REQUIRED ACTION:
Transcribe every line of the entries exactly.

===== AVAILABLE DATA =====

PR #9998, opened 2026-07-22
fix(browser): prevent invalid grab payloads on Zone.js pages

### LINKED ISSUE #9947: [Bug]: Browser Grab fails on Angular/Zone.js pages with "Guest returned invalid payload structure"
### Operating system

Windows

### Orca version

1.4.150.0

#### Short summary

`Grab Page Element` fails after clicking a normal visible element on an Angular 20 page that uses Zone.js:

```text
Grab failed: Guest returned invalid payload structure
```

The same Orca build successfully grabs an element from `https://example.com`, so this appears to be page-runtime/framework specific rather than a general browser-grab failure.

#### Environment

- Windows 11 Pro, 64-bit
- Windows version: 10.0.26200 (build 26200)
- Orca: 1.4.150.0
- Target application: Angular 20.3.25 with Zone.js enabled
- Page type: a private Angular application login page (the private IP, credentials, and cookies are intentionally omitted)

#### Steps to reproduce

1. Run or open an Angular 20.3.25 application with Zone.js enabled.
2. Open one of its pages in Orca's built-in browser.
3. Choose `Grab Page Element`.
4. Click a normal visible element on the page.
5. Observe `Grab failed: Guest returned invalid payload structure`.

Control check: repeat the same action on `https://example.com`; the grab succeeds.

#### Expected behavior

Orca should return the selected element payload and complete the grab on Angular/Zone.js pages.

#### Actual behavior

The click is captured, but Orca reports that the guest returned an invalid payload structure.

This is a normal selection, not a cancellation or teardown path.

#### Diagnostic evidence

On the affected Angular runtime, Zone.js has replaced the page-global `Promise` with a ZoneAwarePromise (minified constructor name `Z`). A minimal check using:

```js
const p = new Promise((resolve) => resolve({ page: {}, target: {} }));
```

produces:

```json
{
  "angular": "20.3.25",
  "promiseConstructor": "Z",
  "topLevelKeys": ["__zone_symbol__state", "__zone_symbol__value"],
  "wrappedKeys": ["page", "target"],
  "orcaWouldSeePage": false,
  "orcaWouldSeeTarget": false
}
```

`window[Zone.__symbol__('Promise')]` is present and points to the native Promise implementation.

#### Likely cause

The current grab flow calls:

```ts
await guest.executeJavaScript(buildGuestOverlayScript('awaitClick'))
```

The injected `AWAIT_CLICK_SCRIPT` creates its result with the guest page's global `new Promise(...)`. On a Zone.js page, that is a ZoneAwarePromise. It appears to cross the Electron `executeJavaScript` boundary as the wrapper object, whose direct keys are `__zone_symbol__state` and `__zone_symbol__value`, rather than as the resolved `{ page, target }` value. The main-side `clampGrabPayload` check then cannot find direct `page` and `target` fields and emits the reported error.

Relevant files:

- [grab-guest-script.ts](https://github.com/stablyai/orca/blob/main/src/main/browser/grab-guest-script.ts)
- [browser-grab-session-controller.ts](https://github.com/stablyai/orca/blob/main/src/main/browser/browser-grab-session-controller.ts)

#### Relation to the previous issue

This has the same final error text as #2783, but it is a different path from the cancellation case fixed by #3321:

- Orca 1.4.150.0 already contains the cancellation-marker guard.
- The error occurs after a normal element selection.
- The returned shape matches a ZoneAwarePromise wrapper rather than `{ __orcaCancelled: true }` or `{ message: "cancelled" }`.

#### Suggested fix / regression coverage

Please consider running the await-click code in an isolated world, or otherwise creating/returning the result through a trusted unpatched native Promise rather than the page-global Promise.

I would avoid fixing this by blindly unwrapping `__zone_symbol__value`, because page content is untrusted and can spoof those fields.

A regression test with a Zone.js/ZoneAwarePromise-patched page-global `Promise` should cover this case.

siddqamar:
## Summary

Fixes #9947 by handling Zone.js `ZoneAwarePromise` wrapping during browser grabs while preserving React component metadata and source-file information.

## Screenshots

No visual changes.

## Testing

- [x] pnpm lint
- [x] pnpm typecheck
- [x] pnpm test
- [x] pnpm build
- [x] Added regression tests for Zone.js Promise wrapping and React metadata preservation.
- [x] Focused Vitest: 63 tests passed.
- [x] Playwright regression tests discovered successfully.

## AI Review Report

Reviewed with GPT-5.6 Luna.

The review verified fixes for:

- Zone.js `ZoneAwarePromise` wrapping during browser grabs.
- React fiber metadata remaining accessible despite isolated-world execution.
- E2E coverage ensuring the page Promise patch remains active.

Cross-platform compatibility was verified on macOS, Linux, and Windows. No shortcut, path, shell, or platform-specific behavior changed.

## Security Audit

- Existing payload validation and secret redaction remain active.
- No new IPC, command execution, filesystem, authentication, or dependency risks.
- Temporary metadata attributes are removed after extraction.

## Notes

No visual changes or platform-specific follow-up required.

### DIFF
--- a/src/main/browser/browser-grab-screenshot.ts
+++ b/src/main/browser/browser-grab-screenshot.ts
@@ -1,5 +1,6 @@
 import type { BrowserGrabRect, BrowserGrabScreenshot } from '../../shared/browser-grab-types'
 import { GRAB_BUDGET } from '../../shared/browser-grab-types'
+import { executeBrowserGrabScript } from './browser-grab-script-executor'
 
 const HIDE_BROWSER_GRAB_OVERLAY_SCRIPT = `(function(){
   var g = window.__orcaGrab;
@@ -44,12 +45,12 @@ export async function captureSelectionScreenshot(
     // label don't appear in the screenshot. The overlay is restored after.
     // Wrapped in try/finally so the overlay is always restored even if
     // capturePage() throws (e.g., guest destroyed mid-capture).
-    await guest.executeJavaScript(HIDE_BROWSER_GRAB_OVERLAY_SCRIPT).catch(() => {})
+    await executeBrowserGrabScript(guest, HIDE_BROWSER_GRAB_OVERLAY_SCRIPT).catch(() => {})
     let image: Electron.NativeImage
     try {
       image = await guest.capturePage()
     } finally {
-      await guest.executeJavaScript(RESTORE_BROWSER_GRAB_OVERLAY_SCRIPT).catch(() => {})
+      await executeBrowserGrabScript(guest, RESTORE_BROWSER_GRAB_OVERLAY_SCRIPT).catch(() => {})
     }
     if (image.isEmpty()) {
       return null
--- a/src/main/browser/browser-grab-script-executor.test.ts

=====

TASK RESPONSE:
PR #9998, opened 2026-07-22
fix(browser): prevent invalid grab payloads on Zone.js pages

### LINKED ISSUE #9947: [Bug]: Browser Grab fails on Angular/Zone.js pages with "Guest returned invalid payload structure"
### Operating system

Windows

### Orca version

1.4.150.0

#### Short summary

`Grab Page Element` fails after clicking a normal visible element on an Angular 20 page that uses Zone.js:

```text
Grab failed: Guest returned invalid payload structure
```

The same Orca build successfully grabs an element from `https://example.com`, so this appears to be page-runtime/framework specific rather than a general browser-grab failure.

#### Environment

- Windows 11 Pro, 64-bit
- Windows version: 10.0.26200 (build 26200)
- Orca: 1.4.150.0
- Target application: Angular 20.3.25 with Zone.js enabled
- Page type: a private Angular application login page (the private IP, credentials, and cookies are intentionally omitted)

#### Steps to reproduce

1. Run or open an Angular 20.3.25 application with Zone.js enabled.
2. Open one of its pages in Orca's built-in browser.
3. Choose `Grab Page Element`.
4. Click a normal visible element on the page.
5. Observe `Grab failed: Guest returned invalid payload structure`.

Control check: repeat the same action on `https://example.com`; the grab succeeds.

#### Expected behavior

Orca should return the selected element payload and complete the grab on Angular/Zone.js pages.

#### Actual behavior

The click is captured, but Orca reports that the guest returned an invalid payload structure.

This is a normal selection, not a cancellation or teardown path.

#### Diagnostic evidence

On the affected Angular runtime, Zone.js has replaced the page-global `Promise` with a ZoneAwarePromise (minified constructor name `Z`). A minimal check using:

```js
const p = new Promise((resolve) => resolve({ page: {}, target: {} }));
```

produces:

```json
{
  "angular": "20.3.25",
  "promiseConstructor": "Z",
  "topLevelKeys": ["__zone_symbol__state", "__zone_symbol__value"],
  "wrappedKeys": ["page", "target"],
  "orcaWouldSeePage": false,
  "orcaWouldSeeTarget": false
}
```

`window[Zone.__symbol__('Promise')]` is present and points to the native Promise implementation.

#### Likely cause

The current grab flow calls:

```ts
await guest.executeJavaScript(buildGuestOverlayScript('awaitClick'))
```

The injected `AWAIT_CLICK_SCRIPT` creates its result with the guest page's global `new Promise(...)`. On a Zone.js page, that is a ZoneAwarePromise. It appears to cross the Electron `executeJavaScript` boundary as the wrapper object, whose direct keys are `__zone_symbol__state` and `__zone_symbol__value`, rather than as the resolved `{ page, target }` value. The main-side `clampGrabPayload` check then cannot find direct `page` and `target` fields and emits the reported error.

Relevant files:

- [grab-guest-script.ts](https://github.com/stablyai/orca/blob/main/src/main/browser/grab-guest-script.ts)
- [browser-grab-session-controller.ts](https://github.com/stablyai/orca/blob/main/src/main/browser/browser-grab-session-controller.ts)

#### Relation to the previous issue

This has the same final error text as #2783, but it is a different path from the cancellation case fixed by #3321:

- Orca 1.4.150.0 already contains the cancellation-marker guard.
- The error occurs after a normal element selection.
- The returned shape matches a ZoneAwarePromise wrapper rather than `{ __orcaCancelled: true }` or `{ message: "cancelled" }`.

#### Suggested fix / regression coverage

Please consider running the await-click code in an isolated world, or otherwise creating/returning the result through a trusted unpatched native Promise rather than the page-global Promise.

I would avoid fixing this by blindly unwrapping `__zone_symbol__value`, because page content is untrusted and can spoof those fields.

A regression test with a Zone.js/ZoneAwarePromise-patched page-global `Promise` should cover this case.

siddqamar:
## Summary

Fixes #9947 by handling Zone.js `ZoneAwarePromise` wrapping during browser grabs while preserving React component metadata and source-file information.

## Screenshots

No visual changes.

## Testing

- [x] pnpm lint
- [x] pnpm typecheck
- [x] pnpm test
- [x] pnpm build
- [x] Added regression tests for Zone.js Promise wrapping and React metadata preservation.
- [x] Focused Vitest: 63 tests passed.
- [x] Playwright regression tests discovered successfully.

## AI Review Report

Reviewed with GPT-5.6 Luna.

The review verified fixes for:

- Zone.js `ZoneAwarePromise` wrapping during browser grabs.
- React fiber metadata remaining accessible despite isolated-world execution.
- E2E coverage ensuring the page Promise patch remains active.

Cross-platform compatibility was verified on macOS, Linux, and Windows. No shortcut, path, shell, or platform-specific behavior changed.

## Security Audit

- Existing payload validation and secret redaction remain active.
- No new IPC, command execution, filesystem, authentication, or dependency risks.
- Temporary metadata attributes are removed after extraction.

## Notes

No visual changes or platform-specific follow-up required.

### DIFF
--- a/src/main/browser/browser-grab-screenshot.ts
+++ b/src/main/browser/browser-grab-screenshot.ts
@@ -1,5 +1,6 @@
 import type { BrowserGrabRect, BrowserGrabScreenshot } from '../../shared/browser-grab-types'
 import { GRAB_BUDGET } from '../../shared/browser-grab-types'
+import { executeBrowserGrabScript } from './browser-grab-script-executor'
 
 const HIDE_BROWSER_GRAB_OVERLAY_SCRIPT = `(function(){
   var g = window.__orcaGrab;
@@ -44,12 +45,12 @@ export async function captureSelectionScreenshot(
     // label don't appear in the screenshot. The overlay is restored after.
     // Wrapped in try/finally so the overlay is always restored even if
     // capturePage() throws (e.g., guest destroyed mid-capture).
-    await guest.executeJavaScript(HIDE_BROWSER_GRAB_OVERLAY_SCRIPT).catch(() => {})
+    await executeBrowserGrabScript(guest, HIDE_BROWSER_GRAB_OVERLAY_SCRIPT).catch(() => {})
     let image: Electron.NativeImage
     try {
       image = await guest.capturePage()
     } finally {
-      await guest.executeJavaScript(RESTORE_BROWSER_GRAB_OVERLAY_SCRIPT).catch(() => {})
+      await executeBrowserGrabScript(guest, RESTORE_BROWSER_GRAB_OVERLAY_SCRIPT).catch(() => {})
     }
     if (image.isEmpty()) {
       return null
--- a/src/main/browser/browser-grab-script-executor.test.ts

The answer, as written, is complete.